_Instructions for the task_
Over all lines in the data below, count those holding "handle" and give only the result.

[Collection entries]
Issue #7792, opened 2024-12-11
Invalid output from async-to-generator transform when async arrow function in class constructor


overlookmotel:
Input:

```js
class C extends S {
  constructor() {
    super();
    this.f = async () => this;
  }
}
```

Transformed by async-to-generator:

```js
class C extends S {
  constructor() {
    var _this = this;
    super();
    this.f = _asyncToGenerator(function*() {
      return _this;
    });
  }
}
```

[Oxc Playground](https://playground.oxc.rs/#eNo9UEFqw0AM/IrQqQUT2kIvLumlkA/0mstmI6db1isjyW2C8d8jr3FgYTWjmZHQhBFbjDmowhfQ1aicFb5hOhaAyEVNxmgsT88rBaDjQA4/VmQ/SXcd7CHorURw2f6zkrU/H4s/bJCxnVDGsnwutHDF1pOpwZyKYduFrA408kBbR2/9ifOGTELRjqVfibnBIYiS1EQeJdIhZSqhdz8aqe1+FV215FeV14+M1WZBLuTDkfTt5fV9UUc+04WWNR30qaQubWY/hgnnQ+b/xfxHcmL1YXX1eZ7vxWVwYg==)

Problem is that `this` is now accessed before `super()`, which is an error.

Babel puts `_this = this` after `super()`:

```js
class C extends S {
  constructor() {
    var _this;
    super();
    _this = this;
    this.f = _asyncToGenerator(function*() {
      return _this;
    });
  }
}
```

[...]

PR #8024, opened 2024-12-19
fix(transformer/arrow-functions): `_this = this` should be inserted after super call expression

Dunqing:
related: #7792 

This PR doesn't contain fixing the async arrow function in `super()`, which is difficult for our architecture. I just found that `esbuild`'s implementation is quite simpler! https://esbuild.github.io/try/#dAAwLjI0LjAALS10YXJnZXQ9ZXMyMDE2AGNsYXNzIEMgZXh0ZW5kcyBTIHsKICBjb25zdHJ1Y3RvcigpIHsKICAgIHN1cGVyKGFzeW5jICgpID0+IHRoaXMpOwogICAgYXN5bmMoKSA9PiB7fQogIH0KfQ


Dunqing:
* **#8024** <a href="https://app.graphite.dev/github/pr/oxc-project/oxc/8024?utm_source=stack-comment-icon" target="_blank">Graphite</a> 👈 <a href="https://app.graphite.dev/github/pr/oxc-project/oxc/8024?utm_source=stack-comment-view-in-graphite" target="_blank">(View in Graphite)</a>
* `main`
<hr />

You must have a Graphite account in order to use the merge queue. Sign up using [this link](https://app.graphite.dev/invite/github/oxc-project?ref=merge-queue-instructions-in-stack-comment&prId=8024).

<h2></h2>
<sub>

</sub>

<sub>

</sub>

<h2></h2>

crates/oxc_transformer/src/common/arrow_function_converter.rs
```diff
@@ -703,6 +728,25 @@ impl<'a> ArrowFunctionConverter<'a> {
...
+                            matches!(
+                                ancestor,
+                                // const A = super():
+                                Ancestor::VariableDeclarationDeclarations(_)
+                                // super();
+                                | Ancestor::ExpressionStatementExpression(_)
+                            )
+                        })
+                        .unwrap()
+                        .address()
```
Dunqing, line 747: Unwrap failed here, we need to find all possible statements, and this may not be a good implementation

Dunqing:
@overlookmotel Can you take a look at this PR, I am not sure this is a good. I really want to change everything according to esbuild's implementation

overlookmotel:
Concerning ESBuild's version:

Yes it's simpler to implement, but I think less performant at runtime than Babel's version. In Babel's version, there's only 1 call to `asyncToGenerator` when the async function is defined. But in ESBuild's version, `__async` gets called and constructs a new generator function *every time you call the async function*.

I don't know for sure, but that sounds more expensive (more garbage collection).

I think we could do our own version which is better than both! Maybe something like this:

Input:

```js
class C extends S {
  constructor() {
    super();
    let f = async () => this;
  }
}
```

Output:

```js
class C extends S {
  constructor() {
    var _getThis = () => this;
    super();
    let f = oxcHelpers.asyncToGenerator(function*() { return this; }, _getThis, "f");
  }
}
```

(the last param takes care of naming the function correctly, instead of Babel's extra function wrappers)

But... I suggest we follow Babel for now, make our implementation correct, and look at optimizing output later. There's many places we can improve on Babel in *lots* of transforms.

overlookmotel:
PS: I've made a small improvement to the `super()`-replacer visitor in #8028.

crates/oxc_transformer/src/common/arrow_function_converter.rs
overlookmotel: You can use `Ancestor::is_via_statement` for this.

Note it doesn't tell you if that ancestor *is* a statement, but whether its *child* is a statement.

So if you are visiting a `Function`, it could be either an expression or a statement. `ctx.parent().is_via_statement()` will tell you.

To find the closest statement, loop through ancestors, and when `ancestor.is_via_statement()` returns `true`, then the *previous* ancestor you visited is the statement.

The naming `is_via_*` is weird, and the fact that you have to look at the ancestor above is confusing as hell. So it's a terrible API! But it does do what you need.

overlookmotel: #8031 renames this method to `Ancestor::is_parent_of_statement`. I think that's clearer.

Dunqing: I just found that we have these methods!

Dunqing:
That's a trade-off for us considering the different implementations. When I am a developer for the transformer, I prefer a 
way easy to implement save my hair!

Dunqing:
To clarify, so in this case, you prefer to double-visited? I have no strong opinion about this. Just think of this way is easier to implement, but cannot solve `super(async () => {})`.

overlookmotel:
I think double-visit is the best way, yes.

I *think* it'll be able to handle the `super(async () => this)` case too.

We could later try and optimize it for common case where `super()` is a top level statement, by storing the `Address` of `super()` during traversal, and then you know exactly where to insert `_this = this` without another visit.

But:

1. I'm not actually sure if that'll be a perf gain or not, because you have to do a lot more checking for "is this node `super()`?", when most of the time the answer is "no". And when the class constructor *doesn't* contain an async arrow function (most won't), then that's wasted work.
2. That won't handle all the edge cases anyway.
3. Make it correct first, then optimize.

Dunqing:
I have reimplemented the fixer in https://github.com/oxc-project/oxc/pull/8024/commits/89eb36f541d6ca4381e827580834eceabd01e1f1. The new implementation covers `super(async () => { this })` case

overlookmotel (approved):
Very nice!

I pushed a couple of commits to extend the tests, and will follow-up with some refactoring PRs. But it's all small stuff. Overall, looks great.

overlookmotel:
### Merge activity

* **Jan 7, 8:45 AM EST**: The merge label '0-merge' was detected. This PR will be added to the [Graphite merge queue](https://app.graphite.dev/merges?org=oxc-project&repo=oxc) once it meets the requirements.

PR #8038, opened 2024-12-20
fix(binder): bind declare class

### LINKED ISSUE #7278: No `SymbolId` for `declare class C {}`
Semantic does not produce a `SymbolId` for `C` in `declare class C {}`.

I believe it should - all `BindingIdentifier`s should have a `SymbolId`, and we do produce `SymbolId`s for other TS-only identifiers e.g. `type N = number;`.

In this example, only `A` gets assigned a `SymbolId`:

```ts
class A {}
declare class B {}
export declare class C {}
```

[Playground](https://playground.oxc.rs/#eNpVTs0OwiAMfpWl5z0BNzXxCTx6YawzJECXFnTLwrsLzGk8td9vu4EBBcZpke7UbfkeRiyIsdu5c+NwmYlj9y9dmgQ9EKgNOIU6ZA1RL6AiJ+zB2RBBTdpJAWJoxkOR1Q/kDhRZB5mI/cece5g1C3KrpMQGb2sNg6cxOYRiqN3NUPZv/iAMjfjA+lEB3gY72Z8UIpO7OnrV9ifyQFKq98M5vwGfPGFl)

Relevant code:

https://github.com/oxc-project/oxc/blob/ff2a1d4937fa252c0ccf2983bf47d78e0d4ab67a/crates/oxc_semantic/src/binder.rs#L103-L118

ShuiRuTian:
Fix #7278

### DIFF
--- a/crates/oxc_semantic/src/binder.rs
+++ b/crates/oxc_semantic/src/binder.rs
@@ -100,20 +100,14 @@ impl<'a> Binder<'a> for VariableDeclarator<'a> {
 
 impl<'a> Binder<'a> for Class<'a> {
     fn bind(&self, builder: &mut SemanticBuilder) {
-        if !self.declare {
-            let Some(ident) = &self.id else { return };
-            let symbol_id = builder.declare_symbol(
-                ident.span,
-                &ident.name,
-                SymbolFlags::Class,
-                if self.is_declaration() {
-                    SymbolFlags::ClassExcludes
-                } else {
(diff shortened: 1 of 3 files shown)


ShuiRuTian:
Not that easy, convert to draft for first.

Need to consider about `redeclaration`(the term used in oxc now)

This should be valid:
```
declare class CCC { }

function CCC() { }
```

_Result for this task_
2